Wie wir alle wissen, gibt es vor allem im Süden der Costa Blanca und in Murcia eine reale Erdbebengefahr, das Erdbeben in Lorca ist noch gar nicht so lange her. Aber unabhängig davon: Die Gebäudestruktur in der Türkei ist praktisch die gleiche wie hier. Dort sind viele Wohngebiete betroffen mit zehn-, zwölfstöckigen Mehrfamilienhäusern. Wäre solch ein Erdbeben in Alicante oder Benidorm passiert, sähe es hier jetzt ganz genau so aus. Von vier Gebäuden würde eins einstürzen und zwei weitere mitreißen.

Sind wir hier in Spanien auf ein Erdbeben vorbereitet?

Niemand ist jemals auf eine Katastrophe solchen Ausmaßes vorbereitet. Die Türkei hat Erdbebenerfahrung, dort gibt es sogar Simulatoren, die jedes Schulkind durchläuft, um zu wissen, wie es sich verhalten muss. Und trotzdem hat niemand das Ausmaß vorhergesehen. Wenn so etwas in Ländern wie Pakistan passiert, ist das auch nochmal etwas anderes: Dort kämpfen die Leute ohnehin täglich ums Überleben, sie sind aus einem ganz anderen Holz geschnitzt. Aber hier sind wir viel zu bequem und wissen überhaupt nicht, wie wir uns im Fall einer Katastrophe zu verhalten hätten.

Wäre mehr Aufklärungs- und Präventionsarbeit nötig?

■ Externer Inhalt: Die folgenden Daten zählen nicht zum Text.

PR #4664, opened 2026-04-20
Fix a deprecated select's replaceWith

murfel:
[KTIJ-37637](https://youtrack.jetbrains.com/issue/KTIJ-37637) ReplaceWith. Incorrect code replacement for deprecated onTimeout in kotlinx.coroutines

[KT-84371](https://youtrack.jetbrains.com/issue/KT-84371) Incorrect @Deprecated annotation and implementation for onTimeout in kotlinx.coroutines

https://github.com/user-attachments/assets/d98f11a8-ae7c-4c2c-8e23-bf5df6c37028

### DIFF
--- a/kotlinx-coroutines-core/common/src/selects/Select.kt
+++ b/kotlinx-coroutines-core/common/src/selects/Select.kt
@@ -106,7 +106,7 @@ public sealed interface SelectBuilder<in R> {
     @Deprecated(
         message = "Replaced with the same extension function",
         level = DeprecationLevel.ERROR,
-        replaceWith = ReplaceWith(expression = "onTimeout", imports = ["kotlinx.coroutines.selects.onTimeout"])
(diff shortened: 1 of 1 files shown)


murfel:
The replaced code becomes highlighted because it suggests to replace `Long` for `Duration` milliseconds. Is it always safe/equivalent to convert Long to Milliseconds?

It seems like it ([here](https://github.com/JetBrains/kotlin/blob/2.3.20/libraries/stdlib/src/kotlin/time/Duration.kt#L982C17-L982C61)), but I want to double-check. If so, I'll convert it to milliseconds in the `replaceWith`.

dkhalanskyjb (approved):

dkhalanskyjb:
> Is it always safe/equivalent to convert Long to Milliseconds?

No, it's a minor breaking change we'll need to undergo explicitly: https://github.com/Kotlin/kotlinx.coroutines/pull/4256 In essence, `Long.MAX_VALUE / 2` is the largest number of milliseconds representable as a `Duration`, but the overloads accepting the `Long` number of milliseconds also accept the remaining half of the range.

PR #4666, opened 2026-04-26
Fix outdated `apiDump` reference in `CONTRIBUTING`

g000sha256:
`CONTRIBUTING.md` still references the `apiDump` task and the `Binary Compatibility Validator` plugin, both of which were removed in #4487. New contributors following the guide encounter the message `Task 'apiDump' not found`.


dkhalanskyjb:
Thanks!

Issue #4667, opened 2026-04-26
Add `Flow.dropFirst` operator


g000sha256:
The `dropFirst()` operator is more readable and discoverable than `drop(1)` in chains: it's self-documenting (no magic number) and aligns naming with the existing `first()`/`firstOrNull()` family. For example, to skip the `StateFlow` initial value:
```kotlin
stateFlow
    .dropFirst() // skip the initial value
    .collect { change -> handleChange(change) }
```

#### Proposed signature
```kotlin
public fun <T> Flow<T>.dropFirst(): Flow<T>
```

dkhalanskyjb:
I asked the Kotlin Libraries team what they thought of this, and the consensus is to reject this addition.
* To introduce such a function to `Flow`, you'd also need to do that for `List`, `Sequence`, and so on, to preserve consistency across the entire Kotlin.
* In the standard library, there is already a `dropLast`: https://kotlinlang.org/api/core/kotlin-stdlib/kotlin.collections/drop-last.html If we add `dropFirst`, we're going to have `dropFirst()`, `drop(n)`, and `dropLast(n)`. Taken together, judging by the name, `dropLast` looks like a counterpart to `dropFirst`—but actually, it's a counterpart to `drop`. This is an additional point of confusion.
* The new function doesn't improve the readability of the provided snippet significantly—to that end, you'd need an even more specialized function, like `fun <T> Flow<T>.skipInitialEmission(): Flow<T> = drop(1)`:
```kotlin
stateFlow
    .skipInitialEmission()
    .collect { change -> handleChange(change) }
```
`dropFirst()` is neither here nor there: it doesn't generalize to dropping more/arbitrary numbers of elements, it doesn't clearly describe what you're trying to achieve by calling the function.

PR #4668, opened 2026-04-26
Add `Flow.dropFirst` operator

g000sha256:
See #4667


kotlinx-coroutines-core/common/src/flow/operators/Limit.kt
```diff
@@ -24,6 +24,21 @@ public fun <T> Flow<T>.drop(count: Int): Flow<T> {
...
+ * More readable than `drop(1)` in chains - for example, to skip the [StateFlow] initial value:
+ *
+ * ```
+ * stateFlow
+ *     .dropFirst() // skip the initial value
+ *     .collect { change -> handleChange(change) }
+ * ```
+ */
+@ExperimentalCoroutinesApi
+public fun <T> Flow<T>.dropFirst(): Flow<T> =
```
ApoloApps, line 39: maybe make it inline?

g000sha256: Can we? This will require adding the `@Suppress("NOTHING_TO_INLINE")` annotation.

ApoloApps: I see no problem unless some Jetbrains maintainer says otherwise. This way we are saving 1 function call instead of having
2 (since underlying drop is already non-inlined). I've suppressed these warnings in other Jetbrains repos and had an ok in all of them so...

dkhalanskyjb:
Rejecting based on https://github.com/Kotlin/kotlinx.coroutines/issues/4667#issuecomment-4334087585

kotlinx-coroutines-core/common/src/flow/operators/Limit.kt
dkhalanskyjb: If we decided to accept this function, a `Suppress` would be okay in this scenario. We have hundreds of them in our codebase anyway.

PR #4670, opened 2026-04-27
Update the release procedure description

dkhalanskyjb:


RELEASE.md
```diff
@@ -45,18 +45,24 @@ To release a new `<version>` of `kotlinx-coroutines`:
 
 0. On [TeamCity integration server](https://teamcity.jetbrains.com/project.html?projectId=KotlinTools_KotlinxCoroutines):
    * Wait until "Build" configuration for committed `version-<version>` branch passes tests.
-   * Run "Deploy (Configure, RUN THIS ONE)" configuration with the corresponding new version:
+   * Run the [`Deployment 3.0/Deploy [RUN THIS ONE]`](https://teamcity.jetbrains.com/buildConfiguration/KotlinTools_KotlinxCoroutines_Deployment30_StartDeployment)c
```
fzhinkin: It's now `Deployment/...` (without `3.0`). Otherwise, it all looks good.

RELEASE.md
```diff
@@ -45,18 +45,24 @@ To release a new `<version>` of `kotlinx-coroutines`:
...
+     configuration with the corresponding new version:
      - Use the `version-<version>` branch
-     - Set the `DeployVersion` build parameter to `<version>`
-   * Wait until all four "Deploy" configurations finish.
-
-1. In [Nexus](https://oss.sonatype.org/#stagingRepositories) admin interface:
-   * Close the repository and wait for it to verify.
-   * Release the repository.
+     - Set the `Version` build parameter to `<version>`
```
fzhinkin, line 51: BTW, if you want, we can automatically validate that the branch name and version parameter match.

dkhalanskyjb: If it's not too much effort, it would be nice. Maybe even extract the version from `gradle.properties`?

I think it's perfectly fine the way it is, though. During the validation step, you'd notice the artifacts having the wrong version.

fzhinkin (approved):

RELEASE.md
fzhinkin: It should not be a huge effort. And we can take the version from properties, indeed. Just let me know what works better and we'll configure it.

PR #4676, opened 2026-05-08
Upgrade Kotlin to 2.3.21

dkhalanskyjb:


kotlinx-coroutines-core/js/src/Promise.js.kt
```diff
@@ -1,5 +1,6 @@
 package kotlinx.coroutines
 
+@Suppress("USELESS_CAST") // on JS, arbitrary objects can be thrown
```
fzhinkin, line 3: But `JsPromiseError` is the type alias to `Throwable`. How it can be anything but throwable?

fzhinkin: Also, maybe we can use stdlib's `JsPromiseError.asJsException` instead of proving our own function for it?

dkhalanskyjb: See `PromiseTest#testAwaitPromiseRejectedWithNonKotlinException`. Removing the type cast here breaks that test. The Kotlin/JS compiler is known to be unsound and allows objects with the type `Throwable` not to be instances of `Throwable`. The Kotlin/JS team does not intend to fix the problem: https://youtrack.jetbrains.com/issue/KT-42465/Provide-a-way-to-catch-everything-in-catch-block-in-common-code Because of this, we end up working around this issue on the library side.

fzhinkin: Got it, thanks

fzhinkin (approved):

PR #4679, opened 2026-05-13
Have `Promise.await` on a rejected promise throw `JsError` on Wasm

### LINKED ISSUE #4678: [Bug] `Promise.await` is not propagating underlying JS error (only on WASM)
### What is happening? What should have happened instead?

In the open source [Kable](https://github.com/JuulLabs/kable) library, when upgrading to kotlinx.coroutines v1.11.0 started seeing [a test fail](https://github.com/JuulLabs/kable/blob/cf9324a874d8ac04c25dd094783e1a82c4c5c2ef/kable-core/src/webTest/kotlin/RequestPeripheralTests.kt#L9-L15) (only on WASM) with:

```
AssertionError: Expected an exception of class IllegalStateException to be thrown, but was Exception: Non-Kotlin exception SecurityError: Failed to execute 'requestDevice' on 'Bluetooth': Must be handling a user gesture to show a permission request. of type 'class DOMException'
```

It was expected that the failure from JS would [propagate from the `await()` as a `JsException`](https://github.com/JuulLabs/kable/blob/cf9324a874d8ac04c25dd094783e1a82c4c5c2ef/kable-core/src/webMain/kotlin/RequestPeripheral.kt#L51-L52) and thus would be able to be caught and [examined to determine the underlying cause](https://github.com/JuulLabs/kable/blob/cf9324a874d8ac04c25dd094783e1a82c4c5c2ef/kable-core/src/webMain/kotlin/RequestPeripheral.kt#L54-L62).

This was previously the case for both JS and WASM, but upon [upgrading to v1.11.0](https://github.com/JuulLabs/kable/pull/1141) of kotlinx.coroutines, only on WASM the exception from JS would [always propagate as `Exception`](https://github.com/Kotlin/kotlinx.coroutines/blob/1.11.0/kotlinx-coroutines-core/wasmJs/src/Promise.wasm.kt#L11) rather than the expected `JsException`.

### Reproducer

https://github.com/JuulLabs/kable/pull/1141 was failing in the initial upgrade commit [ab302ec](https://github.com/JuulLabs/kable/pull/1141/commits/ab302ec4906365bfd09e17decddcfa466bf2404f), until workarounds were implemented.

### Anything else? (optional)

[Workaround](https://github.com/JuulLabs/kable/pull/1141/commits/c81393e343d99b9d5ce1fb53040afef12c6d8660) was to copy the `Promise.await` implementation so that `JsPromiseError.toThrowable` could be changed:

```diff
  private fun JsPromiseError.toThrowable(): Throwable = try {
      unsafeCast<JsReference<Throwable>>().get()
  } catch (_: Throwable) {
-     Exception("Non-Kotlin exception $this of type '${this::class}'")
+     asJsException()
  }
```

dkhalanskyjb:
Fixes #4678

### DIFF
--- a/kotlinx-coroutines-core/js/src/Promise.js.kt
+++ b/kotlinx-coroutines-core/js/src/Promise.js.kt
@@ -1,9 +1,11 @@
 package kotlinx.coroutines
 
-@Suppress("USELESS_CAST") // on JS, arbitrary objects can be thrown
+@Suppress("USELESS_CAST")
 @OptIn(ExperimentalWasmJsInterop::class)
-internal actual fun JsPromiseError.toThrowable(): Throwable = this as? Throwable ?:
-    Exception("Promise resolved with a non-Throwable exception '$this' (type ${this::class})")
+// The cast looks redundant, but the `JsPromiseError` being a type alias to `Throwable` is actually incorrect.
+// A promise can be rejected with any value, not just `Throwable`.
+internal actual fun JsPromiseError.toThrowableOrNull(): Throwable? =
+    this as? Throwable
 
 @OptIn(ExperimentalWasmJsInterop::class)
 internal actual fun Throwable.toJsPromiseError(): JsPromiseError = this
--- a/kotlinx-coroutines-core/wasmJs/src/Promise.wasm.kt
+++ b/kotlinx-coroutines-core/wasmJs/src/Promise.wasm.kt
@@ -3,15 +3,10 @@ package kotlinx.coroutines
 
 import kotlin.coroutines.*
 import kotlin.js.*
+import kotlin.js.toThrowableOrNull as stdlibToThrowableOrNull
 
-@OptIn(ExperimentalWasmJsInterop::class)
-internal actual fun JsPromiseError.toThrowable(): Throwable = try {
-    unsafeCast<JsReference<Throwable>>().get()
-} catch (_: Throwable) {
-    Exception("Non-Kotlin exception $this of type '${this::class}'")
-}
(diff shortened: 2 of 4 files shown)


kotlinx-coroutines-core/js/src/Promise.js.kt
```diff
@@ -1,8 +1,10 @@
 package kotlinx.coroutines
 
 @OptIn(ExperimentalWasmJsInterop::class)
-internal actual fun JsPromiseError.toThrowable(): Throwable = this as? Throwable ?:
-    Exception("Promise resolved with a non-Throwable exception '$this' (type ${this::class})")
+// The cast looks redundant, but the `JsPromiseError` being a type alias to `Throwable` is actually incorrect.
```
fzhinkin, line 5: @JSMonk any chance it will be handled on the K/JS's stdlib side somehow (by aliasing to `Any`, for example)?

fzhinkin (approved):

kotlinx-coroutines-core/js/src/Promise.js.kt
JSMonk: In the general case, it's "incorrect", but only in 1% of cases. Since the design decision for the `catch` parameter was made with `Throwable` as a type (which is also, in the same way, "incorrect"), to be consistent, the same decision was applied to the `catch` function of `Promise`. 

I believe that changing this behavior is a huge breaking change in the sake of cases that were not even reported by users for the last decade, so I don't see any reason to introduce such a breaking change.

JSMonk (approved):
/final

PR #4684, opened 2026-05-26
feat: Add getCompletedOrNull() to Deferred<T>

### LINKED ISSUE #4630: Add getCompletedOrNull to Deferred<T>
**Use case**
In addition to the experimental `Deferred<T>::getCompleted` and `Deferred<T>::getCompletionExceptionOrNull`, it would be very useful to have `getCompletedOrNull` as a way to reduce this snippet.
```kt
if (deferred.isCompleted) {
    deferred.getCompleted()
} else {
    null
}
```

This way, it would be trivial to get an awaitable value from synchronous code and cleaner than the above snippet, or catching the IllegalState thrown by getCompleted

zbnerd:
## Summary

  Adds `getCompletedOrNull(): T?` extension function to `Deferred<T>` that returns the successfully completed result or
  `null` if the deferred has not completed successfully.

  Fixes #4630

  ### Behavior

  | State                    | Return value |
  | ------------------------ | ------------ |
  | Completed successfully   | The result   |
  | Not completed yet        | `null`       |
  | Completed exceptionally  | `null`       |

  ### Implementation

  - **Internal helper**: Added `getCompletedOrNullInternal()` to `JobSupport` for atomic state inspection
  - **Public API**: Added `getCompletedOrNull()` extension function to `Deferred`
  - **Tests**: Added comprehensive test coverage for all completion states

  ### Rationale

  This API fills a gap in the `Deferred` interface:
  - `await()` - suspends, throws on failure
  - `getCompleted()` - throws if not complete, throws on failure
  - `getCompletedOrNull()` - **returns immediately, null for any non-success**

  ### Use Cases

  - Debugging and state inspection
  - Non-blocking status checks
  - Cache snapshots

  ## Test Plan

  - [x] Returns value when completed successfully
  - [x] Returns null when not completed
  - [x] Returns null when cancelled
  - [x] Returns null when completed exceptionally

  ## Design Decisions

  **Extension function vs interface method**: Chose extension function to:
  - Avoid interface modification (ABI safety)
  - Follow existing kotlinx.coroutines patterns
  - Maintain binary compatibility

  **Exception handling approach**: Uses try-catch on public API due to:
  - Cannot access `JobSupport` internal type from public API
  - Simpler implementation for initial version
  - Internal helper available for future optimization

### DIFF
--- a/kotlinx-coroutines-core/common/src/Deferred.kt
+++ b/kotlinx-coroutines-core/common/src/Deferred.kt
@@ -100,3 +100,50 @@ public interface Deferred<out T> : Job {
     @ExperimentalCoroutinesApi
     public fun getCompletionExceptionOrNull(): Throwable?
 }
+
+/**
+ * Returns the successfully completed result of this deferred value, or `null` if this deferred
+ * has not completed successfully.
+ *
+ * This function is a non-throwing convenience accessor for inspecting the state of a `Deferred`
+ * without suspension. It returns the result only if the deferred completed **successfully**.
+ *
+ * The table below summarizes the behavior:
+ *
+ * | State                    | Return value |
+ * | ------------------------ | ------------ |
+ * | Completed successfully   | The result   |
+ * | Not completed yet        | `null`       |
+ * | Completed exceptionally  | `null`       |
+ *
+ * A deferred value is considered to have **completed exceptionally** if it was cancelled
+ * or failed with an exception. In both cases, this function returns `null`.
+ *
+ * To distinguish between these cases, use [isCompleted] and [isCancelled] properties,
+ * or use [getCompletionExceptionOrNull] to retrieve the exception.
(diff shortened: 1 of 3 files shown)


dkhalanskyjb:
Hi! We will not add `getCompletedOrNull` with that exact name, because the name can easily be misinterpreted to mean that its purpose is to handle the errors a `Deferred` can complete with. Additionally, the original request in #4630 *would* throw an error if the `Deferred` completed with an error (https://pl.kotl.in/A9LDcjdlt), which I find to be a much more practical need.

You can help this by describing your use cases in a comment for #4630: what you'd like to achieve with the exact behavior you implemented here.

Additionally, please review the contribution guidelines: https://github.com/Kotlin/kotlinx.coroutines/blob/master/CONTRIBUTING.md

PR #4686, opened 2026-06-02
Manually configure some cache-redirected repositories

Badya:


fzhinkin:
@Badya, I don't know if you love rebasing branches as much as I do, but please, rebase it back to dev (after running tests on the CI side), we'll merge the change there and then I'll merge the dev to `kotlin-community/dev`

buildSrc/src/main/kotlin/CommunityProjectsBuild.kt
```diff
@@ -78,7 +78,24 @@ fun getKotlinDevRepositoryUrl(project: Project): String? {
...
 fun addDevRepositoryIfEnabled(rh: RepositoryHandler, project: Project) {
     val devRepoUrl = getKotlinDevRepositoryUrl(project) ?: return
-    rh.maven(devRepoUrl)
+    val version = getKotlinDevVersion(project) ?: return
+    rh.exclusiveContent {
+        forRepository {
+            rh.maven(devRepoUrl)
+        }
+        filter {
+            includeVersionByRegex("org.jetbrains.kotlin", ".*", version)
```
fzhinkin, line 87: @Badya, Why it has to be done this way?

dkhalanskyjb (commented):
The entire `integration-testing/` project needs to be updated, too, I suppose?

buildSrc/src/main/kotlin/CommunityProjectsBuild.kt
Badya: This is the best way to use in such a case, and Gradle best practice.
https://docs.gradle.org/current/userguide/filtering_repository_content.html#sec:declaring-content-repositories

Looking up dev deps in central or in cache redirector (which is gonna poll central under the hood) will result in guaranteed `404`, but also will count towards central's request limit bringing up potential throttling and `429 Too Many Requests`.
By using this Gradle is guaranteed not to look up deps matching regexp elsewhere.

Additionally I suspect Gradle to continue trying other repositories on `404` but in the case of `429 Too Many Requests` from central, it just fails the build right away. Provided solution also prevents this behavior regardless of repos declaring order.

fzhinkin: Wouldn't it be enough to simply move the dev repo declaration before central repo and gradle plugins portal?

Badya: > move the dev repo declaration before

If something is wrong with dev repo and gradle fails to find artifacts there, it still gonna try other repos in that case, which we want to avoid, since we know for 100% artifacts are not there.

This is the best way to configure gradle for this case

fzhinkin: But the dev repo is specified in cases when we know for sure that the artifact should be there, isn't it?

fzhinkin:
Still trying to figure out how to avoid copy-pasting the same repository configuration from one build script into another.
Meanwhile, I cherry picked both commits from this PR into `kotlin-community/dev` to unblock our CI.

buildSrc/src/main/kotlin/CommunityProjectsBuild.kt
dkhalanskyjb: In my view, this configuration makes perfect sense. The `kotlin_dev_repo` Gradle property specifies: "You must use the Kotlin development repository for Kotlin!" That means we aren't supposed to use the non-development repository for Kotlin. The proposed config catches the error where 1) `kotlinx.coroutines` accidentally depends on a hardcoded version of Kotlin, or 2) where the TeamCity config got broken and passed a stable instead of the development version of Kotlin, or 3) where the Kotlin Gradle Plugin got broken and accidentally stripped out the dev version suffix during resolution... It's a reasonable way of ensuring we get exactly what we requested, instead of pulling in something undesired from Maven without noticing.

PR #4733, opened 2026-08-24
Upgrade kotlinx.benchmarks to 0.4.16

Egorand:
https://youtrack.jetbrains.com/issue/KT-80897 removes a Kotlin Gradle plugin API that was used by kotlinx.benchmark prior to version 0.4.15, so once kotlinx.coroutines upgrades to KGP 2.5.x it'll run in binary compatibility issues. This change prevents that by upgrading to a safe kotlinx.benchmarks version.

### DIFF
--- a/gradle.properties
+++ b/gradle.properties
@@ -8,7 +8,7 @@ kotlin_version=2.3.21
 atomicfu_version=0.32.1
 
 # Dependencies
-benchmarks_version=0.4.13
+benchmarks_version=0.4.16
 benchmarks_jmh_version=1.37
 junit_version=4.12
 junit5_version=5.7.0


fzhinkin:
Is there a reason to update it only to 0.4.16 instead of the latest available version?

It's expected that only 0.4.18 will support 2.5.0 in the nearest future.

Egorand:
> Is there a reason to update it only to 0.4.16 instead of the latest available version?
> 
> It's expected that only 0.4.18 will support 2.5.0 in the nearest future.

kotlinx.benchmarks 0.4.17 (current latest) is built against Kotlin 2.2.0, while coroutines is using Gradle 8.14.4, which bundles Kotlin 2.0.x, so when I try to upgrade to 0.4.17, Gradle complains about version incompatibility:

```
> Task :buildSrc:compilePluginsBlocks FAILED
e: file:///Users/egor/.gradle/caches/modules-2/files-2.1/org.jetbrains.kotlin/kotlin-stdlib/2.2.0/fdfc65fbc42fda253a26f61dac3c0aca335fae96/kotlin-stdlib-2.2.0.jar!/META-INF/kotlin-stdlib-jdk7.kotlin_module Module was compiled with an incompatible version of Kotlin. The binary version of its metadata is 2.2.0, expected version is 2.0.0.
e: file:///Users/egor/.gradle/caches/modules-2/files-2.1/org.jetbrains.kotlin/kotlin-stdlib/2.2.0/fdfc65fbc42fda253a26f61dac3c0aca335fae96/kotlin-stdlib-2.2.0.jar!/META-INF/kotlin-stdlib-jdk8.kotlin_module Module was compiled with an incompatible version of Kotlin. The binary version of its metadata is 2.2.0, expected version is 2.0.0.
e: file:///Users/egor/.gradle/caches/modules-2/files-2.1/org.jetbrains.kotlin/kotlin-stdlib/2.2.0/fdfc65fbc42fda253a26f61dac3c0aca335fae96/kotlin-stdlib-2.2.0.jar!/META-INF/kotlin-stdlib.kotlin_module Module was compiled with an incompatible version of Kotlin. The binary version of its metadata is 2.2.0, expected version is 2.0.0.
```

It'll probably make sense to upgrade coroutines to Gradle 9.x to unlock compatibility with newer versions of benchmarks. I tried quickly bumping coroutines to Gradle 9.7.1 (latest) and ran into configuration warnings, so I'm not sure how much effort this will require.

fzhinkin:
@Egorand, please use `develop` as the target branch. Gradle is already updated to `9.6.1` there. And I'll merge it into the community branch soon (this week, probably).

As of kotlinx-benchmark's compatibility with Gradle 8.x - it's quite a shame as we explicitly declare it. 😢 
I'll check if there's anything I can do about it.

Egorand:
> @Egorand, please use `develop` as the target branch. Gradle is already updated to `9.6.1` there. And I'll merge it into the community branch soon (this week, probably).
> 
> As of kotlinx-benchmark's compatibility with Gradle 8.x - it's quite a shame as we explicitly declare it. 😢 I'll check if there's anything I can do about it.

Sure! #4734. Syncing kotlin-community/dev with develop unblocks my work, thanks!

PR #4734, opened 2026-08-24
Upgrade kotlinx.benchmarks to 0.4.17

Egorand:
https://youtrack.jetbrains.com/issue/KT-80897 removes a Kotlin Gradle plugin API that was used by kotlinx.benchmark prior to version 0.4.15, so once kotlinx.coroutines upgrades to KGP 2.5.x it'll run into binary compatibility issues. This change prevents that by upgrading to a safe kotlinx.benchmarks version.

### DIFF
--- a/gradle.properties
+++ b/gradle.properties
@@ -8,7 +8,7 @@ kotlin_version=2.3.21
 atomicfu_version=0.32.1
 
 # Dependencies
-benchmarks_version=0.4.13
+benchmarks_version=0.4.17
 benchmarks_jmh_version=1.37
 junit_version=4.12
 junit5_version=5.7.0


fzhinkin:
@Egorand, could you please update it to `0.4.18` instead?

Egorand:
> @Egorand, could you please update it to `0.4.18` instead?

Ah, sorry, didn't notice the new release. Updated to 0.4.18!

dkhalanskyjb:
The build fails with
> `:kotlinx-coroutines-core:linuxX64BenchmarkBenchmarkGenerate`
> `> 'byte[] org.jetbrains.kotlin.library.KotlinLibrary.getModuleHeaderData()'`

Something is wrong with the benchmark plugin, it seems?

Egorand:
> The build fails with
> 
> > `:kotlinx-coroutines-core:linuxX64BenchmarkBenchmarkGenerate`
> > `> 'byte[] org.jetbrains.kotlin.library.KotlinLibrary.getModuleHeaderData()'`
> 
> Something is wrong with the benchmark plugin, it seems?

Looks like benchmarks is using the `MetadataLibrary.moduleHeaderData` API ([code](https://github.com/Kotlin/kotlinx-benchmark/blob/c37c4bd4ad3e2ed3810e1773700f0f1ded154f79/plugin/main/src/kotlinx/benchmark/gradle/CopyKlibMetadataModuleDescriptorFactoryImpl.kt#L74)) removed in Kotlin 2.3.20 ([commit](https://github.com/JetBrains/kotlin/commit/ddb73a97ae3be1e1491f57182f21e754b9278ed1)). coroutines uses Gradle 9.6.1, which bundles Kotlin 2.3.21, and that leads to a NoSuchMethodError. @fzhinkin is bumping benchmarks to at least Kotlin 2.3.21 an option?

fzhinkin:
No, it's not an option. The plugin has to be reimplemented, which, hopefully, will happen within a few next weeks.

Egorand:
> No, it's not an option. The plugin has to be reimplemented, which, hopefully, will happen within a few next weeks.

Got it. Would it be okay to bump to 0.4.17 in the meantime? I'm working on deleting a deprecated Kotlin Gradle plugin API that benchmarks 0.4.13 uses, and the stale dependency in coroutines is currently a blocker.

Egorand:
@fzhinkin @dkhalanskyjb I propose upgrading benchmarks 0.4.17 for now (updated the code) to unblock the KGP API deprecation and make coroutines compatible with KGP 2.5.0 once it lands. Once there's a newer compatible version of the benchmarks plugin we can perform another upgrade. Please let me know if you have any concerns.

dkhalanskyjb:
I don't mind. If the build passes, I'll be happy to merge this PR. There aren't any downsides to this, after all.

dkhalanskyjb (approved):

Unbedingt! Wir als Hunde-Rettungsstaffel kommen naturgemäß immer erst zum Einsatz, wenn es schon zu spät ist. Und so verhält es sich auch mit Präventions- oder Informationskampagnen: Die gibt es immer erst, wenn etwas passiert ist – und geraten dann rasch wieder in Vergessenheit. Zumal man im Ernstfall nicht nur auf eine Handvoll Profis setzen darf. Nach solch einem Erdbeben herrscht absoluter Ausnahmezustand, und dann schaut auch der professionellste Feuerwehrmann zuerst darauf, dass seine Familie in Sicherheit ist.